Abstract: Regression analysis has been a major theoretical pillar for supervised machine learning as it is applicable to various identification and classification problems. Aiming at robust regressors, two major approaches have been adopted. The first category contains a variety of regularization techniques whose principle lies in incorporating both the error and penalty terms into the cost function. It is represented by the ridge regressor. Other prominent examples include RBF approximation networks by Poggio and Girosi  and Least-Squares SVM introduced by Suykens and Vandewalle .
The second category is based on the premise that robustness of the regressor could be enhanced by explicitly accounting for measurement errors in the independent variables.
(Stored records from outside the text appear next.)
PR #1708, opened 2024-02-14
SONARPY-1628 S1172: should not raise on methods of abstract classes

ghislainpiot:


python-checks/src/main/java/org/sonar/python/checks/UnusedFunctionParameterCheck.java
```diff
@@ -102,7 +104,18 @@ private static boolean isException(SubscriptionContext ctx, FunctionDef function
...
       isSpecialMethod(functionDef) ||
       hasNonCallUsages(functionSymbol) ||
-      isTestFunction(ctx, functionDef);
+      isTestFunction(ctx, functionDef) ||
+      isAbstractClass(functionDef);
+  }
+
+  private static boolean isAbstractClass(FunctionDef functionDef) {
+    FunctionSymbol functionSymbol = ((FunctionDefImpl) functionDef).functionSymbol();
+    if (functionSymbol == null) {
```
guillaume-dequenne-sonarsource, line 113: To be noted that you have to do this defensive check because `FunctionDefImpl::functionSymbol` can, in theory, be `null`, but I don't think it can actually happen in practice. 
This is why you won't be able to have 100% code coverage here. One trick would be to wrap this into an `Optional` similarly to what `hasNonCallUsages` is doing, but the implications of that have to be understood and shouldn't be abused (e.g, the `null` case still won't be tested despite 100% coverage).

(No action required, just an FYI)

python-checks/src/test/resources/checks/unusedFunctionParameter/unusedFunctionParameter.py
```diff
@@ -161,3 +161,35 @@ def param_referenced_in_comment_no_issue_3(unused_param_2):
...
+    def execute_test(self, name):
+        print("Test")
+
+from abc import ABC as XYZ
+class Test2(XYZ):
+    def execute_test(self, name):
+        print("Test")
+
+# source :  https://stackoverflow.com/a/392767
+class FakeMetaclass(type):
```
guillaume-dequenne-sonarsource, line 188: While it's interesting to have an actual example of a metaclass, it's not really needed to have a minimal test (since the current implementation will avoid raising issues to any class that defines a metaclass).

Since the goal of the unit tests is not necessarily to have exhaustive code, defining a metaclass such as:
`class FakeMetaClass(type): ...` would be enough. Having a test case where the metaclass is a symbol that is not even in the scope is acceptable as well, such as:
```
class ClassWithUnknownMetaClass(metaclass=UnknownMeta):
  def execute(self, name):
    print("Execute")
```

python-checks/src/test/resources/checks/unusedFunctionParameter/unusedFunctionParameter.py
```diff
@@ -161,3 +161,35 @@ def param_referenced_in_comment_no_issue_3(unused_param_2):
     def param_accessed_through_pandas_no_issue(sample_df, area_of_interest): # OK
         sample_df.query('area == @area_of_interest').population
         print("hello")
+
+import abc
+class Test(abc.ABC):
```
guillaume-dequenne-sonarsource, line 166: Generally, we try to name the test classes/methods with names that represent what is tested. I'd also recommend avoiding calling stuff `Test` whenever possible, since some rules define heuristics to avoid raising issues on test code ([SONARPY-1630](https://sonarsource.atlassian.net/browse/SONARPY-1630) being the latest example) and you wouldn't want to trigger one accidentally (this is not the case here, just a general principle).

I'd suggest names such as:

```
class SomeAbstractClass(abc.ABC):
  def no_issue_on_abstract_class_methods(self, name):
    print("Hello")
```

python-checks/src/test/resources/checks/unusedFunctionParameter/unusedFunctionParameter.py
```diff
@@ -161,3 +161,35 @@ def param_referenced_in_comment_no_issue_3(unused_param_2):
...
+    def execute_test(self, name):
+        print("Test")
+
```
guillaume-dequenne-sonarsource, line 169: As we discussed, I'd like to see an additional test where the inheritance from `abc.ABC` is not direct (having another class that inherits from the current `Test` for example).
I expect that an issue will be raised in that case and I think it's important to have that behavior documented.

guillaume-dequenne-sonarsource (changes requested):
Looks good!
I left some comments on the tests that you should see more as good practices that I'd like to share rather than real change requests.
The only think I think we really need is a test of indirect `abc.ABC` inheritance.

guillaume-dequenne-sonarsource (approved):
LGTM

This is known as errors-in-variables models in statistics and is relatively new to the machine learning community. Based on such models, we have developed an approach named perturbation-regularized (PR) regressor. (1) It can yield a desirable smoothing effect on the regressor result. (2) It can enhance the robustness of classification results. (3) The regressor can facilitate identification and removal of outliers from the training dataset (a notion closely related to PPDA).
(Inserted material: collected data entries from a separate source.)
PR #1709, opened 2024-02-15
 SONARPY-1612 S905: should ignore assigned and unused Airflow operators.

ghislainpiot:


python-checks/src/test/resources/checks/uselessStatement.py
```diff
@@ -136,3 +136,19 @@ def no_issue_within_contextlib_suppress(a):
   with suppress(TypeError):
     a + ''  # OK
     return a
+
```
guillaume-dequenne-sonarsource, line 139: Those tests look good.
What about the case you mentioned with decorators? I think it was a good catch and would be relevant to have as a dedicated ticket and possibly as a documenting test here (just showing the FP might occur in this case, without actually addressing it).

python-checks/src/main/java/org/sonar/python/checks/UselessStatementCheck.java
```diff
@@ -122,13 +120,13 @@ private static void checkNode(SubscriptionContext ctx) {
     if (parent == null || !parent.is(Kind.EXPRESSION_STMT)) {
       return;
     }
-    if (isWithinContextlibSuppress(tree)) {
+    if (isWithinSuppressionContext(tree)) {
```
guillaume-dequenne-sonarsource, line 123: Super minor thing but we tend to use `ignored` (like `isWithinIgnoredContext`) or possibly `isException` (though here it may be confusing with actual exceptions) for silenced issues - to have consistent terminology.

The prior `suppress` in the method name was related to the fact we were targeting the `contextlib.suppress` context manager only. Keeping the same name to refer to suppressed issues may make things confusing.

guillaume-dequenne-sonarsource (approved):
Looks good!
I left some pretty minor comments.
If you decide to add new tests for the decorator case, please ask for another review.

There is no doubt that a regressor would certainly yield a better estimation if the original input is directly available. Additional estimation error will inevitably occur due to the fact the input information is only indirectly available under the errors-in-variables model. Our PR regression analysis is founded on an effective decoupling between the usages of direct and indirect information. Our main result is a "Two-Projection Theorem". It facilitates the error analysis by effectively dividing the estimation into two stages. More exactly, the first estimation (i.e. projection) reveals the effect of output noise and model-induced error (caused by under-represented regressors). Then, the second projection leads to a tradeoff analysis between order and error. This facilitates our determination of a practical order of kernel regressor (under the Gaussian assumption). By making use of the property of orthogonal polynomials, the regressor may be expressed as a linear combination of many simple Hermit Estimators, each focusing on one (and only one) orthogonal polynomial.
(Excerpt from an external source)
PR #1711, opened 2024-02-15
SONARPY-1624 Fix FP on S5886 when the expected return type is a tuple subclass

guillaume-dequenne-sonarsource:


ghislainpiot (approved):
Looks good to me !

Ultimately, the two-projection analysis leads to a closed-form formula for two FAQs: ``What error is for a given regressor order?" or ``What order should be adopted in order to achieve a specified error?" Based on simulation on synthetic data (on nonlinear Inverse System Identification), performances of ridge and PR regressors are compared. Several examples on the order/error tradeoff will be highlighted. The issues raised on the outliers also prompt a PPDA classifier, enhancing the inference accuracy by removal of “anti-support” training vectors. Based on simulation on the MIT-BIH ECG dataset, the effectiveness of the proposed methods will be demonstrated.